Onere dichiarativo e decreto penale di condanna

Anton Giulio Pietrosanti
30 Aprile 2019

È illegittima l'esclusione di un concorrente che non ha dichiarato un decreto penale di condanna oggetto di opposizione ai sensi dell'art. 461 c.p.p. poiché esso non è equiparabile ad una “sentenza di condanna” anche di carattere non definitivo.

Il caso. A seguito dell'aggiudicazione provvisoria di una gara per l'affidamento di lavori di adeguamento di una strada, la stazione appaltante attivava un procedimento di esclusione della società aggiudicataria per non aver un socio della stessa indicato un decreto penale di condanna che nella istruttoria procedimentale risultava però opposto ai sensi dell'art. 461 c.p.p.. Cionostante, la stazione appaltante escludeva l'operatore economico in applicazione dell'art. 80, lett. f-bis del codice dei contratti, ravvisando nella specie la violazione del bando di gara laddove richiedeva esplicitamente la dichiarazione di “tutte le condanne anche non definitive”.

Avverso tale esclusione, l'impresa proponeva ricorso al Tar rilevando che (i) il citato decreto penale era stato tempestivamente oppposto, (ii) la dichiarazione resa in sede di gara si era attenuta al format indicato nel bando il quale invitava ad inserire solo “i decreti penali di condanna divenuti irreversibili”, (iii) all'esito del giudizio dibattimentale instaurato con la predetta opposizione, il Tribunale penale aveva assolto l'imputato con apposita sentenza (versata in atti).
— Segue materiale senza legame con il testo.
PR #600, opened 2022-09-23
Improve existing issue templates

sonic2kk:
Hey, so first off I'm *not really 100% sure* if I'm doing this right, GitHub makes collaborating on this sort of thing a bit challenging :sweat_smile: I wanted to open this PR to show off the ideas I had for this topic. I feel like showing the changes directly is better than simply opening an issue and describing it.

So the current issue template when creating issues is, for some reason ignored by quite a few users. As SteamTinkerLaunch gains popularity and users more and more people will report issues, and to help them help us I think it would be a good idea to make use of the Issue Templates feature that GitHub offers. Valve's [Proton repository](https://github.com/ValveSoftware/Proton) uses this feature and it makes filling out required information a little easier.

When a user tries to open a new issue they'll be prompted to select the kind of issue they want to create: Bug Report, or Feature Request. These have two slightly varied templates, and also have default tags with "bug" and "enhancement" respectively :smile: 

<hr>

Bug Report issues prompt the user for the information they should fill out, with some comments (yes, actual HTML comments which get hidden with markdown!) on what should be filled out for those fields. The hope here is that we help users know what information they should fill out, encourage users to fill out the information by giving them these prompts, and to some extent help discourage low-effort issues that boil down to "stl broken pls fix", with little to no helpful information given.

The Feature Request template is similar to the Bug Report one but only asks for the STL version and distribution, which can give us an idea of why that feature may be desired on that specific distribution. It also does not explicitly ask for a log as this may not be relevant.

<hr>

I opted to keep things simple and just have "Bug Report" and "Feature Request". I did think about breaking it down further and having categories for Flatpak, Steam Deck etc, but I decided against this in the end. The reason being is that I wanted these issue templates to exist to help users fill out good quality issues, but I didn't want the layout of the issue to have too many strict rules. The "flow" of how a user lays out the issue can be left up to them, as long as we have the information - Probably the most often requested piece of information that users leave out is the dang log! I am guilty of this myself, so having it explicitly requested in the issue template can help remind users to attach the log.

Let's have a discussion about if it's worth implementing further issue templates at all, and if so how best to format them. I did take care creating the markdown files but I'm always open to feedback. As I said in the beginning, I'm not even sure if I did this right, so we might not be able to merge this PR. But if we end up with a good resolution feel free to just copy and paste the markdown into the GitHub issue template settings manually.

Thanks!


frostworx:
**YAY, excellent PR! Thank you so much!** 🎉
I wanted to add it long before, but was afraid my bad English could make it more complicated than helpful 😏

sonic2kk:
Woohoo, glad I could help! 😃 

I couldn't really "test" this before opening the PR because github acts strangely when you try to do this on a branch, but I just tested by trying to open a new issue and they showed up! 🎉  There's also an option for a blank issue which I guess is fine in case someone opens an issue that doesn't fit the other categories, but I would hope most users take advantage of the bug report template.

sonic2kk:
Actually, that extra option button seems to be a GitHub feature. On Desktop it looks like this:

image

On the mobile app it's a separate option in the list. So nothing was configured wrong :sweat_smile:

PR #601, opened 2022-09-24
Add 'Valheim' to MO2 games list

sonic2kk:
On March 20th, Valheim was added to the list of MO2 wiki under the list of games with basic support: https://github.com/ModOrganizer2/modorganizer/wiki/Game-Support/_history

This file was discussed recently in an issue I think, about how it should be updated periodically to include new games. I'm not *totally* sure if anything else is needed for this game to be """supported""" so to speak, so please let me know if I have to do any additional work.


frostworx:
Thank you! Of course I'm not happy with this helper file, ideally there would be an external list _(upstream)_.
But until the community takes part to maintain it, it is also no bigger problem.

PR #606, opened 2022-09-24
Add some extra badges to README

sonic2kk:
This is just a slight "touch up" to the Readme to add some extra badges from Shields.io. It adds:
- GitHub version
- Code size
- AUR votes

I did look into adding more, namely downloads, but it seems like that doesn't work.

A fairly inconsequential change but no worries if this is undesirable for any reason. On the other hand if there are any further badges we could add let me know and I can add them :) I did go through Shields quite extensively to see which ones we could add, these were the main ones I could find that worked.

EDIT: Tried to fix a slight formatting problem on the Readme on GitHub about MO2 (looks fine in my markdown previewer but not on GitHub). Caused a merge conflict, it looks like I can resolve it but it says "Commit Merge" and I don't want to press that in case it merges this PR, so I'll resolve it after review :smiley: I manually pasted in the markdown fix, this branch was created a while back so it didn't have this change.


frostworx:
Thank you!
_(hehe, I already wrote a reply, then edited the MO2 README _(it was only meant to be temporarily there anyway)_
and then my reply was gone 🙄)_
I don't know which else badges to exist, but if you find interesting ones it was nice, of course if you'd also like to add them.

PR #607, opened 2022-09-24
Fix getIDFromTitle

### LINKED ISSUE #605: Some Proton games do not return correct AppID when using getIDFromTitle
See also some discussion in #550

`getIDFromTitle` fails for some Proton games (should always fail for native Linux games currently if they've never been ran with Proton before, see #604). For some reason, with some  It seems like this happens when the order of `GAMEID`, `GAMENAME` and `GAMEARCH` in the game meta file is "incorrect" or not what STL is expecting at least.

I tested three games: NieR:Automata, Oblivion and Yakuza 0. Only the last one returned a correct AppID, Automata and Oblivion both returned their `GAMEARCH`.  When I modified the meta config for Automata and Oblivion to have the following order:

```
GAMEID=
GAMENAME=
GAMEARCH=
```

They started to return the correct AppID. It didn't matter where they were in the file, as long as they were together and in this order. This is how Yakuza 0 ordered the variables, so I decided to mirror how that config did it and that's how I discovered the fix.

I wondered how this would work for a game that only has numbers for its name like [21](https://store.steampowered.com/app/938520/Twenty_One/) (store page says "Twenty One", game library says "21"), so I tested it. STL didn't even write the `GAMENAME` for this game (not a big deal since [it doesn't work with Proton](https://github.com/ValveSoftware/Proton/issues/5942)), so I wrote it in myself as just `GAMENAME="21"`. Running `steamtinkerlaunch getid "21"` worked perfectly fine though, again with the order `GAMEID`, `GAMENAME` and `GAMEARCH`.

So it seems like STL is failing here for these games because those 3 variables have to be in a specific order. They can be anywhere in the file it seems like, as long as they are together.

EDIT: Semi-related, it would be nice if we could also search for games based on their `NAME` as well as `GAMENAME`, for example being able to search `DOOM Eternal` instead of `DOOMEternal` and having the ID come back. Maybe this is next part is wishlisty but it would be very cool if this was case insensitive, so `doom eternal` also worked, but not anything too important :smiley:

sonic2kk:
Fixes #605 

Currently, `getIDFromTitle` has some strange behaviour where it can return the wrong value for the game's AppID or miss it entirely! I'm not too well-versed but as far as I can tell, the current code tries to match the AppID from the file.

This PR takes a different approach for this function. It tries to recursively grep each file in `$GEMETA` (which is the `~/.config/steamtinkerlaunch/meta/id/general` folder I believe) and get the `NAME` field from it. If it can't find any file with the `NAME` field, it falls back to `GAMENAME`. This is also good if the user only types in, say, "Fallout New Vegas" and not "Fallout: New Vegas" (with the colon). All of these name checks are **case-insensitive**.

Like before, you can enter a partial name, so the user doesn't have to enter the full name - but if they do, the fallback mentioned above should catch some mistakes they make if they don't get the name exact. As a result of being able to enter partial names, I noticed early on that multiple games could be returned if a user entered something like "Sonic" or "Elder Scrolls". So I made the function return the AppIDs for all matching games

Here is some example output:

image

The `grep` search output looks something like `/path/to/steamtinkerlaunch/meta/title/general/appid.conf:NAME=blahblah`, and each match is on a newline. So we split the string by the newline and turn it into an array of strings by temporarily changing `IFS`. Once we have the array of strings we loop through the array and use `awk` to split the AppID from the *config file name* and actual game name, stripping out the quotes from the game name and using `xargs` to strip any trailing whitespaces (Sonic Adventure 2 had this for me so I wanted to fix it, it looks little nicer cosmetically).

All of this aims to help make the function more reliable :smiley: Feel free to test and make sure I didn't just get lucky with the games I tested. And of course, all feedback is welcome :smile:

### DIFF
--- a/steamtinkerlaunch
+++ b/steamtinkerlaunch
@@ -6703,7 +6703,29 @@ function getIDFromTitle {
 	if [ -z "$1" ]; then
 		echo "A Game Title (part of it might be enough) is required as argument"
 	else
-		grep -Rhi -B1 "^GAMENAME=.*.$1" "$GEMETA" | head -n1 | grep -o -E '[0-9]+'
+		# Search for all meta files with a partial match for their `NAME` field
+		# Search on `NAME` primarily, fallback to `GAMENAME`
+		SAVEIFS=$IFS
+		IFS=$'\n'
+		MATCHES=( $(grep -i "^NAME=.*.$1" "$GEMETA" -R) )
+		if [ -z "${MATCHES}" ]; then
+			MATCHES=( $(grep "^GAMENAME=.*.$1" "$GEMETA" -R) )
+		fi
+		IFS=$SAVEIFS
+		
+		# Echo all matches in format "AppID (Game Name)"
+		if [ ! -z "${MATCHES}"  ]; then
+			for i in "${MATCHES[@]}"
+			do
+				MATCH_AID="$( echo "${i##*/}" | awk -F'.conf:' '{print $1}' )"
+				MATCH_NAME="$( echo "${i##*/}" | awk -F'NAME="' '{print $2}' )"
+				MATCH_NAME="$( echo ${MATCH_NAME::-1} | xargs )"
+
+				printf "$MATCH_AID\t\t($MATCH_NAME)\n"
+			done
+		else
+			echo "Could not find AppID for name '$1'."
+		fi
 	fi	
 }
 


frostworx:
Thanks. Looks good for me. This increases the change that the function is actually involved more in the future as well 😀

frostworx:
sorry, I merged this too quick without a proper review.
just noticed, that you introduced multiple glitches.
Would be nice if you'd fixed those when you find the time:

```
$ shellcheck /usr/bin/steamtinkerlaunch 

In /usr/bin/steamtinkerlaunch line 6710:
		MATCHES=( $(grep -i "^NAME=.*.$1" "$GEMETA" -R) )
                          ^-- SC2207 (warning): Prefer mapfile or read -a to split command output (or quote to avoid splitting).


In /usr/bin/steamtinkerlaunch line 6711:
		if [ -z "${MATCHES}" ]; then
                         ^--------^ SC2128 (warning): Expanding an array without an index only gives the first element.


In /usr/bin/steamtinkerlaunch line 6712:
			MATCHES=( $(grep "^GAMENAME=.*.$1" "$GEMETA" -R) )
                                  ^-- SC2207 (warning): Prefer mapfile or read -a to split command output (or quote to avoid splitting).


In /usr/bin/steamtinkerlaunch line 6717:
		if [ ! -z "${MATCHES}"  ]; then
                     ^-- SC2236 (style): Use -n instead of ! -z.
                           ^--------^ SC2128 (warning): Expanding an array without an index only gives the first element.


In /usr/bin/steamtinkerlaunch line 6722:
				MATCH_NAME="$( echo ${MATCH_NAME::-1} | xargs )"
                                                    ^---------------^ SC2086 (info): Double quote to prevent globbing and word splitting.

Did you mean: 
				MATCH_NAME="$( echo "${MATCH_NAME::-1}" | xargs )"


In /usr/bin/steamtinkerlaunch line 6724:
				printf "$MATCH_AID\t\t($MATCH_NAME)\n"
                                       ^-----------------------------^ SC2059 (info): Don't use variables in the printf format string. Use printf '..%s..' "$foo".

For more information:
  https://www.shellcheck.net/wiki/SC2128 -- Expanding an array without an ind...
  https://www.shellcheck.net/wiki/SC2207 -- Prefer mapfile or read -a to spli...
  https://www.shellcheck.net/wiki/SC2059 -- Don't use variables in the printf...
```

I suggest running `shellcheck` on your own for better highlighing :)

sonic2kk:
Ah! I just seen this. Yes, my apologies. I'll get a PR up to fix this ASAP (you mentioned shellcheck before and I meant to install it, I completely forgot until now!)

Issue #483, opened 2022-06-05
Uninstaller?


Apacelus:
Is there an uninstaller script somewhere?

frostworx:
Distributions which maintain a package, of course, can simply use their package management, but no, there is no uninstall option in the Makefile currently.

sonic2kk:
Not all Makefiles (very few in my experience) have an `uninstall` block. However, would a manual uninstall process work? I imagine something like this is what would go in a Makefile `uninstall` block but I have no experience with those :sweat_smile: 

```sh
sudo rm -rf /usr/bin/steamtinkerlaunch  # Remove STL program
sudo rm -rf /usr/share/steamtinkerlaunch/*  # Remove STL files (translations etc)
sudo rm -rf /usr/share/doc/steamtinkerlaunch/*  # Remove STL readme
sudo rm -rf /usr/share/applications/steamtinkerlaunch.desktop  # Remove STL .desktop file (shortcut in application launchers e.g. GNOME Dashboard or KDE Kickoff)
sudo rm -rf /usr/share/icons/hicolor/scalable/apps/steamtinkerlaunch.svg  # Removes STL icon
sudo rm -rf /dev/shm/steamtinkerlaunch/*  # Remove remaining STL files, almost certainly unnecessary but can make for a clean uninstall/reinstall scenario :)
```

I got these paths from following the installation steps in the [Makefile](https://github.com/frostworx/steamtinkerlaunch/blob/master/Makefile#L9-L18) and verifying them on my own system, but I recommend checking the exact paths and writing the commands out yourself to make sure you don't mess anything up - Escalated remove commands can be scary! I also didn't test this myself but this should be the gist of uninstalling (I hope).

frostworx:
basically you're right, but I'd prefer to not "hardcode" `sudo`, as the users should know what they are doing and what the makefile does as well. uninstall blocks, **if** they even exist as you already pointed out, often do not work correctly as nobody, including the authors do not really maintain them. The reason is probably that they are usually not required, because un-installing packages system-conform is mainly the job of package management packages.
Installing any program manually IMHO always should be the last resort. It can be dangerous, files might be left behind in the system, updating the program can be complicated and so on. So contributing and maintaining packages to the own distribution
always is the better choice and helps the community as well apparently.

frostworx:
Closing here, but you're invited to reopen any time if you think this needs further discussion.

PR #608, opened 2022-09-24
Add uninstall to Makefile

sonic2kk:
This PR attempts to add some very basic "uninstall" steps to the Makefile to allow for running `sudo make uninstall`. It essentially does the reverse of the install process to accomplish this.

I haven't ever touched a Makefile before this but I've had this idea for a while, and I had a look around online to see if I could find any examples of how to do this "right". Turns out I couldn't find very much at all on this! So my apologies if this is incorrect.

I initially had the idea for this PR all the way back when #483. After the comments there I weighed up in my mind whether or not this would be beneficial and worth investigating. After some research it seemed like this was the correct approach, but in-between various other things I kept this branch around and still weighed up 1) is this the right approach, and 2) is it worth implementing. Given the comments, I understand this PR might have a lower chance of being accepted.

I agree with everything laid out in the response, that installing from a Makefile should be a last resort. I also entirely think that uninstallation is *one of the many reasons we have package managers*, they do this job for us. I also agree that maintenance cost of uninstall blocks is something to take into consideration, which I tried my best to do for this PR.

The approach I took with the uninstall steps was to mirror the install steps (removing files first that are added by `install` last), and to avoid specifying removing *specific* files. This way we just remove the folders. This means we don't have to specify deleting, say, the `misc` folder in `/usr/share/steamtinkerlaunch`, we just remove *everything* under `/usr/share/steamtinkerlaunch`. I also took the consideration of hardcoding sudo on board, the Makefile does not enforce sudo itself though likely most systems will need `sudo make uninstall`.

My reason for going ahead and opening the PR anyway is that even if installing from a Makefile should be a last resort, I still think this would be a nice feature to have. I also think the maintenance cost for this should be relatively low. My hope is that this approach to the uninstall section is more maintainable and should rarely need updating, unless SteamTinkerLaunch writes to a new system folder with install. But if SteamTinkerLaunch ever adds a new folder to `/usr/share/steamtinkerlaunch` or something like that, no changes should have to be made to the uninstall block. From looking around I'm not sure which new system folders STL would ever need to write to, it would probably just add extra items into the `/usr/share` folder.

It might also be useful to have this uninstall block for users that want to "migrate" how they installed SteamTinkerLaunch. For example users on a distro without an STL package and that installed manually, but that want to migrate to Flatpak Steam, or a local install through ProtonUp-Qt.

I have a lot of stuff I do locally with STL just to mess around and learn, and this was an experiment to learn about uninstall blocks. I totally get it if the maintenance cost of this change is still too great or if it's unwanted for any other reason. Since it started as just a little "learning exercise" so to speak, I still think I got something out of working on this. And any feedback on how to add uninstall steps to Makefiles would be great if this is wrong or could be improved.

Thanks!

### DIFF
--- a/Makefile
+++ b/Makefile
@@ -17,3 +17,12 @@ install:
 	install -Dm644 "misc/steamtinkerlaunch.desktop" -t "$(PREFIX)/share/applications"
 	install -Dm644 "misc/steamtinkerlaunch.svg" -t "$(PREFIX)/share/icons/hicolor/scalable/apps"
 
+uninstall:
+	rm -rf "${PREFIX}/share/icons/hicolor/scalable/apps/misc/steamtinkerlaunch.svg"
+	rm -rf "${PREFIX}/share/applications/misc/steamtinkerlaunch.desktop"
+	rm -rf "${PREFIX}/share/doc/steamtinkerlaunch"
+
+	rm -rf "${PREFIX}/share/steamtinkerlaunch"
+
+	rm -f "${PREFIX}/bin/steamtinkerlaunch"
+


frostworx:
Thanks mate! I see no reason why this should not be merged.

Issue #604, opened 2022-09-24
SteamTinkerLaunch doesn't add `GAMEID` for native Linux games' meta files


sonic2kk:
Partially related to discussion in #550 

When using SteamTinkerLaunch as a launch option for native Linux games, it seems like the file in `$GEMETA` (`~/.config/steamtinkerlaunch/meta/id/general/<app_id>.conf`) does not get a `GAMEID` written out to it. From investigating the files I have it seems like Proton games always have `GAMEID` but native Linux games do not.

This is namely a problem for using the `getIDFromTitle` function, which is called when running `steamtinkerlaunch getid "Game Name"`. Native games seem to always fail (Portal, Portal 2, Factorio) *unless* they have been ran with Proton before (I ran Half-Life with Portal before and it seems to have this field). Proton games *always* seem to have this field, and usually  `getIDFromTitle` works correctly for these games.

Also, these meta files for native Linux games do not get symlinked to the `title` folder.

I had a look around to see where and how this file is generated to see if I could fix it but I couldn't figure it out (that's where all my PRs came from, I was fiddling around in this part of the code :sweat_smile:)

Below is a log from running native Portal, where I commented out the `400.conf` meta file so STL would re-generate it. From looking at it, it does not even complain that `GAMEID` is missing.

[steamtinkerlaunch.log](https://github.com/frostworx/steamtinkerlaunch/files/9637815/steamtinkerlaunch.log)

frostworx:
Sorry, still drinking my first coffee and I'm a bit lazy at the moment 😀
[via](https://github.com/frostworx/steamtinkerlaunch/issues/605#issuecomment-1256895858):

`getIDFromTitle` is just a fragile little helper one liner which is barely used in the "active" code
_(basically [my answer over here](https://github.com/frostworx/steamtinkerlaunch/pull/603#issuecomment-1256890258) matches here as well 😀)_
You're right, of course it could be improved a lot, but I'm uncertain if it is even worth the effort.
It would be much easier to simply remove the litle function and nost many people would miss it 😀

sonic2kk:
Now that the issue with the function is resolved I might try taking a look at fixing this. STL gets the AppID correctly for native games so it should just be a matter of writing it out to the meta file. I'll have a look at the logs to and figure out why it writes for proton games but not native games.

[...]

PR #609, opened 2022-09-27
Write out GAMEID to meta file for native Linux games

sonic2kk:
Resolves the initial issue for #604 

When I first opened the above issue, the reason was that the old code for getting a game's AppID relied (kinda) on the `GAMEID` field in the game's meta file. #607 changed this, so the original problem was resolved because now native Linux games are found. However the original "problem" I guess you could say still remained, `GAMEID` wasn't written out.

It doesn't seem like this is causing any problems but for parity I thought it would be good to write out the `GAMEID` for native Linux games as well. That's what this PR achieves.

The reason it wasn't being written out before is because before writing to the meta file, STL was only checking if `"$ISGAME" -eq 2`, where `2` is a Proton game. I added a check for `"$ISGAME" -eq 3`, as `3` seems to correspond to native games.

I tested a couple of native games (Portal, Factorio) and they worked. I can't see why this would potentially cause any problems and in my tests it works fine even if it's only an incredibly minor change.

Thanks! :smile:

### DIFF
--- a/steamtinkerlaunch
+++ b/steamtinkerlaunch
@@ -19145,7 +19145,7 @@ function closeSTL {
 	rm "$STLSHM/lola-*.txt" 2>/dev/null
 
 	# only useful for win games or games started outside steam:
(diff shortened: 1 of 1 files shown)


frostworx:
thanks! 😀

La parte resistente difendeva invece la legittimità del suo provvedimento di esclusione, sostenendo che il decreto penale de quo andava dichiarato in gara perché aveva mantenuto, anche in presenza di opposizione, la sua efficacia e validità di “condanna” non definitiva.

La soluzione.Il Tar ha accolto il ricorso della società esclusa sul presupposto che l'onere dichiarativo imposto dalla normativa di riferimento imponeva l'esistenza di una “condanna penale” nella specie inesistente, giacché il decreto penale di condanna oggetto di opposizione ai sensi dell'art. 461 c.p.p. non era (e non è) equiparabile ad una sentenza di condanna anche di carattere non definitivo (cfr. Tar Calabria, Reggio Calabria, 26 novembre 2018, n. 697).

La proposizione di tale opposizione – ricorda il Tar – determina infatti la revoca del decreto per effetto dell'art. 464, comma 3, c.p.p. e la conseguente definizione del rapporto processuale con una successiva e distinta sentenza. Pertanto, il decreto penale de quo può assumere un valore vincolante in sede amministrativa – quanto all'accertamento dei fatti materiali costituenti reato e alla loro imputabilità al condannato – solo nel caso in cui il decreto stesso, non opposto nei termini, diventi esecutivo, rimanendo, diversamente, solo la “la spia della pendenza di un procedimento penale e non di un accertamento giurisdizionale definito, la cui mancata indicazione possa minare la credibilità professionale del concorrente”.